== Segment start ==

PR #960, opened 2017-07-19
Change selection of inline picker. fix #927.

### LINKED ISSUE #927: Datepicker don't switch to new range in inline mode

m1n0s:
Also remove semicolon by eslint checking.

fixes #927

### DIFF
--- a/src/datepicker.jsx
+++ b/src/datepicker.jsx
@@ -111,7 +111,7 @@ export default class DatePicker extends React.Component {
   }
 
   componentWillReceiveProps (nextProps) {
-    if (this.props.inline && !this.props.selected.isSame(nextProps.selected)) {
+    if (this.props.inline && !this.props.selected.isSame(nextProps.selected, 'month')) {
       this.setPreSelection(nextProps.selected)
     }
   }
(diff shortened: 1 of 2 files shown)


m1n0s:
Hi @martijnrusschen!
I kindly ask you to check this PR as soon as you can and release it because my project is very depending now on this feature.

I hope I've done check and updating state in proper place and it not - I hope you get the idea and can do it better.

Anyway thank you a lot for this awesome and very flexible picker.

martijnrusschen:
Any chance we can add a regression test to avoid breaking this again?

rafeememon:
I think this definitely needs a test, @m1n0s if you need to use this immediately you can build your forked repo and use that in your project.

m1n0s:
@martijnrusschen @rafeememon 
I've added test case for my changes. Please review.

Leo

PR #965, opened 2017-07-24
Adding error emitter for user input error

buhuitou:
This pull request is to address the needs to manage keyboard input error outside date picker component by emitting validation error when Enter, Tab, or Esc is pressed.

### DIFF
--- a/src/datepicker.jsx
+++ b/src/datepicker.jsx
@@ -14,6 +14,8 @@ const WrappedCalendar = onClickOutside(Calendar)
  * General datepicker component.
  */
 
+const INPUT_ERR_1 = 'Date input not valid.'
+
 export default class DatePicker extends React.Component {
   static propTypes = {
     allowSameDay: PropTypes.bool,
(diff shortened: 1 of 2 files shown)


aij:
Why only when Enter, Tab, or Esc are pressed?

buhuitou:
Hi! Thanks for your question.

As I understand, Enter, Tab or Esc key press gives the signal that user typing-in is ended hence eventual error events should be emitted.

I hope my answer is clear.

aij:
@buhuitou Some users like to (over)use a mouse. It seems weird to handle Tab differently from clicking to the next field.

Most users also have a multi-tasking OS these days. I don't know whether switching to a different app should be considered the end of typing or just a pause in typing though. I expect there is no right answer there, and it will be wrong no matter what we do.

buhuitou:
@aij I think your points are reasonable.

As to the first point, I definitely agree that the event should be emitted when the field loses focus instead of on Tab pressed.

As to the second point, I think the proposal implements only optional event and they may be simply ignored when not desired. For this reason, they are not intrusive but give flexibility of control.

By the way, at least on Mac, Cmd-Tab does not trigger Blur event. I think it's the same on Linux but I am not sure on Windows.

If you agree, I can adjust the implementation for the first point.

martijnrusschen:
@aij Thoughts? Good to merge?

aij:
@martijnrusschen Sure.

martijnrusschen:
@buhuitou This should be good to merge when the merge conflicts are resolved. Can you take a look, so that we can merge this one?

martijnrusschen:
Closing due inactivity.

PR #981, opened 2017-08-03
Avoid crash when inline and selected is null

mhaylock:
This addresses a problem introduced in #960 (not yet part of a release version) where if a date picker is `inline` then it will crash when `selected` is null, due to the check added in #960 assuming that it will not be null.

== Segment end ==

→ **Try it**
The listing above is to be reproduced without a single change.

→ **Solution to this task**
PR #960, opened 2017-07-19
Change selection of inline picker. fix #927.

### LINKED ISSUE #927: Datepicker don't switch to new range in inline mode

m1n0s:
Also remove semicolon by eslint checking.

fixes #927

### DIFF
--- a/src/datepicker.jsx
+++ b/src/datepicker.jsx
@@ -111,7 +111,7 @@ export default class DatePicker extends React.Component {
   }
 
   componentWillReceiveProps (nextProps) {
-    if (this.props.inline && !this.props.selected.isSame(nextProps.selected)) {
+    if (this.props.inline && !this.props.selected.isSame(nextProps.selected, 'month')) {
       this.setPreSelection(nextProps.selected)
     }
   }
(diff shortened: 1 of 2 files shown)


m1n0s:
Hi @martijnrusschen!
I kindly ask you to check this PR as soon as you can and release it because my project is very depending now on this feature.

I hope I've done check and updating state in proper place and it not - I hope you get the idea and can do it better.

Anyway thank you a lot for this awesome and very flexible picker.

martijnrusschen:
Any chance we can add a regression test to avoid breaking this again?

rafeememon:
I think this definitely needs a test, @m1n0s if you need to use this immediately you can build your forked repo and use that in your project.

m1n0s:
@martijnrusschen @rafeememon 
I've added test case for my changes. Please review.

Leo

PR #965, opened 2017-07-24
Adding error emitter for user input error

buhuitou:
This pull request is to address the needs to manage keyboard input error outside date picker component by emitting validation error when Enter, Tab, or Esc is pressed.

### DIFF
--- a/src/datepicker.jsx
+++ b/src/datepicker.jsx
@@ -14,6 +14,8 @@ const WrappedCalendar = onClickOutside(Calendar)
  * General datepicker component.
  */
 
+const INPUT_ERR_1 = 'Date input not valid.'
+
 export default class DatePicker extends React.Component {
   static propTypes = {
     allowSameDay: PropTypes.bool,
(diff shortened: 1 of 2 files shown)


aij:
Why only when Enter, Tab, or Esc are pressed?

buhuitou:
Hi! Thanks for your question.

As I understand, Enter, Tab or Esc key press gives the signal that user typing-in is ended hence eventual error events should be emitted.

I hope my answer is clear.

aij:
@buhuitou Some users like to (over)use a mouse. It seems weird to handle Tab differently from clicking to the next field.

Most users also have a multi-tasking OS these days. I don't know whether switching to a different app should be considered the end of typing or just a pause in typing though. I expect there is no right answer there, and it will be wrong no matter what we do.

buhuitou:
@aij I think your points are reasonable.

As to the first point, I definitely agree that the event should be emitted when the field loses focus instead of on Tab pressed.

As to the second point, I think the proposal implements only optional event and they may be simply ignored when not desired. For this reason, they are not intrusive but give flexibility of control.

By the way, at least on Mac, Cmd-Tab does not trigger Blur event. I think it's the same on Linux but I am not sure on Windows.

If you agree, I can adjust the implementation for the first point.

martijnrusschen:
@aij Thoughts? Good to merge?

aij:
@martijnrusschen Sure.

martijnrusschen:
@buhuitou This should be good to merge when the merge conflicts are resolved. Can you take a look, so that we can merge this one?

martijnrusschen:
Closing due inactivity.

PR #981, opened 2017-08-03
Avoid crash when inline and selected is null

mhaylock:
This addresses a problem introduced in #960 (not yet part of a release version) where if a date picker is `inline` then it will crash when `selected` is null, due to the check added in #960 assuming that it will not be null.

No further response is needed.